# Carpet Plants



## deocare (Mar 17, 2011)

Was just wondering which types of carpet plant does not require Co2 to grow. Was thinking of getting some glosso and HC but they both require Co2 to grow beautifully. Any ideas?


----------



## CRS Fan (Apr 21, 2010)

Glosso DOES NOT NEED CO2 to grow well . You will need to provide a carbon source by using Flourish Excel or Metricide 14 though. You will need at least 2 WPG for good growth and EI dose. I've got LOTS available. I'll sell you a very large portion for $10. PM me if interested !

Best regards,

Stuart


----------



## Death's Sting (Apr 21, 2010)

Ive grown Dwarf Hairgrass (Eleocharis acicularis) without Co2.


----------



## deocare (Mar 17, 2011)

mm dwarf hairgrass might be my second type of plant for my iwagumi setup


----------



## Luc (Mar 22, 2011)

Ive also been interested in growing some sort of carpet for my tank, not trying to highjack the thread at all  can glosso grow well with lots of tannins in the water? Does it have any affect on it?


----------



## Death's Sting (Apr 21, 2010)

Luc said:


> Ive also been interested in growing some sort of carpet for my tank, not trying to highjack the thread at all  can glosso grow well with lots of tannins in the water? Does it have any affect on it?

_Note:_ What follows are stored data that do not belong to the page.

PR #3329, opened 2025-03-03
Add IP family support to Libreswan driver

yboaron:


pkg/cable/libreswan/libreswan_internal_test.go
```diff
@@ -106,8 +121,9 @@ func testConnectToEndpoint() {
 					Subnets:    []string{"20.0.0.0/16"},
 				},
 			},
-			UseIP:  "172.93.2.1",
-			UseNAT: true,
+			UseIP:     "172.93.2.1",
+			UseNAT:    true,
+			UseFamily: k8snet.IPv4,
```
tpantelis, line 130: Can you add test cases for IPv6 as well, both here and in `testDisconnectFromEndpoint` and `testGetConnections`? Or, if you prefer, I can add them in a follow-up PR.

pkg/apis/submariner.io/v1/endpoint.go
```diff
@@ -198,3 +199,19 @@ func (ep *EndpointSpec) ParseSubnets(family k8snet.IPFamily) []net.IPNet {
 
 	return subnets
 }
+
+func (ep *EndpointSpec) ExtractSubnets(family k8snet.IPFamily) []string {
```
tpantelis: So this method internally uses `GetPrivateIP`, which is hidden to the user. Perhaps this is specific to the libreswan driver but, either way, I suggest we make it explicit by naming it `ExtractPrivateIPSubnets` or (better yet I think) generalize it and pass in the IP, ie `ExtractSubnets(forIP string)` (note that we wouldn't need the family passed in since we can determine it from the IP).

pkg/apis/submariner.io/v1/endpoint.go
```diff
@@ -198,3 +199,19 @@ func (ep *EndpointSpec) ParseSubnets(family k8snet.IPFamily) []net.IPNet {
...
+	for _, subnet := range ep.ParseSubnets(family) {
+		subnetStr := subnet.String()
+
+		if !strings.HasPrefix(subnetStr, privatePrefix) {
+			subnets = append(subnets, subnetStr)
+		}
+	}
+
+	return subnets
+}
```
tpantelis, line 217: Please add unit tests for this new method.

pkg/cable/libreswan/libreswan.go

Tannis lowers the pH, Glosso grows the best between a pH of 5.0 - 7.0. i.e. Lower pH. Its ideal for Tannis to be present in the water column when growing Glosso. Keep in mind Co2 will lower the pH as well.


----------



## Luc (Mar 22, 2011)

How Would you secure it without damaging the plant ?


----------



## CRS Fan (Apr 21, 2010)

You can seperate and individually plant each node in the substrate (very time consuming) or plant a chain of nodes (anchored on 1 side) in the substrate (easier to achieve but not as aesthetically pleasing ).

Best regards,

Stuart


----------



## Luc (Mar 22, 2011)

Im assuming it melt's really easily ?


----------



## CRS Fan (Apr 21, 2010)

Glosso is not prone to "melt", but any plant will wither away if not provided with sufficient nutrients.

Best regards,

Stuart


----------



## neven (May 15, 2010)

i've been growing glosso at less than 1.5 Watts per gallon (2x21w twister cfl), but its been on co2 off and on. I am right on the limit of having sufficient light for it. However with my lighting being so low, it needs co2 to grow slowly and it will survive on metricide only. However no metricide/co2 and it does start to die off, but this may not be the case if my lighting was just a little bit more.

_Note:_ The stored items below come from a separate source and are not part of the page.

PR #3334, opened 2025-03-06
Refactor NAT discovery unit tests to use the public Interface

tpantelis:
This makes them more "whitebox" and moves the files to the `natdiscovery_test` package to avoid leakage of test code into the production package. This will also make it a bit easier to implement IPv6.
    
Two of the test files, _request_handle_internal_test.go_ and _listener_internal_test.go_, were not moved to the test package as they test specific internal functions which would entail making too much of the production code public.
    
A new function, `NewWithConfig`, was added that allows the unit tests to construct the `natDiscovery` instance with hooks to mock behavior.


skitt (approved):

pkg/natdiscovery/listener.go
```diff
@@ -71,21 +86,23 @@ func (nd *natDiscovery) runListenerV4(stopCh <-chan struct{}) error {
 	return nil
 }
 
-func createServerConnection(port int32) (*net.UDPConn, error) {
-	serverAddress, err := net.ResolveUDPAddr("udp4", ":"+strconv.Itoa(int(port)))
+func createServerConnection(port int32, _ k8snet.IPFamily) (ServerConnection, error) {
```
yboaron, line 89: Does 'createServerConnection' function should be used for both v4 and v6 ?
if the answer is yes, maybe we should update the code to check family value , or at least leave TODO V6 comment

tpantelis: yeah the intention is to use this for v6 as well. It's hardcoded to v4 like it was before. I assume we would just set `network = "udp6"`? My intention wasn't to implement v6 in this PR. We have a task on the epic for that (_Add support for IPv6 Nat Discovery_) and there's already TODOs in the code (eg L59) so we probably don't need another.

yboaron (approved):

PR #616, opened 2023-07-20
VB-2540 Update unit and integration tests to include request body for PUT /book

tpmcgowan:
Previously calling the `/book` endpoint didn't require a request body so tests weren't accounting for this. This change adds checks for the `aplicationMethod` on the request body.


hutcheonb-moj (approved):
LGTM

PR #619, opened 2023-07-27
VB-2574 Sort establishment list by prison name

tpmcgowan:
Sort establishment list by prison name, instead of prison code.


hutcheonb-moj (approved):
LGTM

PR #620, opened 2023-07-27
VB-2575 Fix profile tab month headers

tpmcgowan:
Prisoner profile page visits tab month headers show past / upcoming totals - e.g. `August 2023 (1 upcoming)`. If a month **only** had cancelled visit, it would incorrectly render `August 2023 ()`

This fixes it to just show `August 2023` in this case.


hutcheonb-moj (approved):
LGTM

PR #622, opened 2023-07-28
VB-2416 Use updated prisoner profile (containing visitor names)

tpmcgowan:
Use updated `PrisonerProfileDto` that contains visits as `VisitSummaryDto`. These include prison name and visitor names. This avoids having to make an additional calls to look these up separately in the contact registry / prison register.


hutcheonb-moj (approved):
LGTM

PR #624, opened 2023-08-02
Changed 'visit migrated' on summary page to show 'visit booked'

hutcheonb-moj:
## Description
For migrated visit event, the information included is actually about who booked the visit and when they booked the visit, so showing `Visit booked` on the visit summary page is more correct


AledWEvans (approved):
LGTM

PR #625, opened 2023-08-03
Have migrated event audit's show as booked/cancelled instead

hutcheonb-moj:
## Description
For migrated visits - event audit returns `Migrated_visit` as the event type, in this case it's better information for the user if we display Visit booked / Visit cancelled, as the information in the event related to who booked it and the time they did it - not who migrated and when it was done


AledWEvans (approved):
LGTM

PR #634, opened 2023-08-21
VB-1848, Add tabs view on visit details page

hutcheonb-moj:
## Description

Added sub navigation and tabs to prisoner profile page

`govuktimeline` macro wouldn't work so manually built using the example classes

### DIFF
--- a/server/routes/visit.ts
+++ b/server/routes/visit.ts
@@ -64,6 +64,7 @@ export default function routes({
     const reference = getVisitReference(req)
     const fromVisitSearch = (req.query?.from as string) === 'visit-search'
     const fromVisitSearchQuery = req.query?.query as string
+    const selectedTab = req.query?.tab as string
 
     const { visitHistoryDetails, visitors, additionalSupport } = await visitService.getFullVisitDetails({
       reference,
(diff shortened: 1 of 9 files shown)


psoleckimoj (approved):
LGTM!

server/routes/visit.ts
```diff
@@ -64,6 +64,7 @@ export default function routes({
     const reference = getVisitReference(req)
     const fromVisitSearch = (req.query?.from as string) === 'visit-search'
     const fromVisitSearchQuery = req.query?.query as string
+    const selectedTab = req.query?.tab as string
```
tpmcgowan, line 67: Minor point, but I think in general it's safer to actually check types rather than just casting with `as string` (which just basically assumes it's a `string` without actually checking). So, something like:

``` typescript
const selectedTab = typeof req.query.selectedTab === 'string' ? req.query.selectedTab : ''
```

This is because req.query should be treated as untrusted user input - e.g. with meddling it could come though as an array or something which `as string` would just let through.

Appreciate that the lines above do the same thing (probably me when still getting to grips with TypeScript 😅!) - and because you're checking carefully what it is when you use it I think it's OK.

tpmcgowan (approved):
LGTM!

PR #637, opened 2023-08-30
Add attributes for testing

tpmcgowan:
Tweak various `data-test` attributes to make automated testing simpler.


server/views/pages/visit/summary.njk
```diff
@@ -243,24 +241,26 @@
 
           {% if visitHistoryDetails.eventsAudit %}
             <div class="moj-timeline">
+              {% set itemCount = 1 %}
```
tpmcgowan, line 244: Keeping a separate count here because `loop.index` unsuitable as we don't show all items in `eventAudit`.

hutcheonb-moj (approved):
LGTM

PR #643, opened 2023-09-08
VB-2716 tabs on booking page

hutcheonb-moj:
## Description
Convert visit details page to us MOJ Tabs 

Removing timeline bar if only one event
reducing spacing at top of page
reversing the event order so the most recent event is at the top


tpmcgowan (approved):
LGTM!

However it is very hard to balance the lighting for carpeting plants without some sort of carbon source, reason being is the lighting in the upper reaches of the tank will also be increased. If the lighting is too high for other plants, and there is no co2 injected, or metricide, what happens is algae is able to utilize the light and nutrients the plants aren't taking up. With nano tanks, this issue is less extreme due to the short tank heights.


----------



## jkam (Apr 21, 2010)

I've done glosso with no ferts or carbon source before. It grew extremely slow though.


----------



## deocare (Mar 17, 2011)

long story short glosso needs some sort of co2 to grow


----------



## CRS Fan (Apr 21, 2010)

deocare said:


> long story short glosso needs some sort of co2 to grow


Just to clarify....... Glosso does best when a *carbon source* is supplemented (which can be provided by CO2 injection) !

Best Regards,

Stuart


----------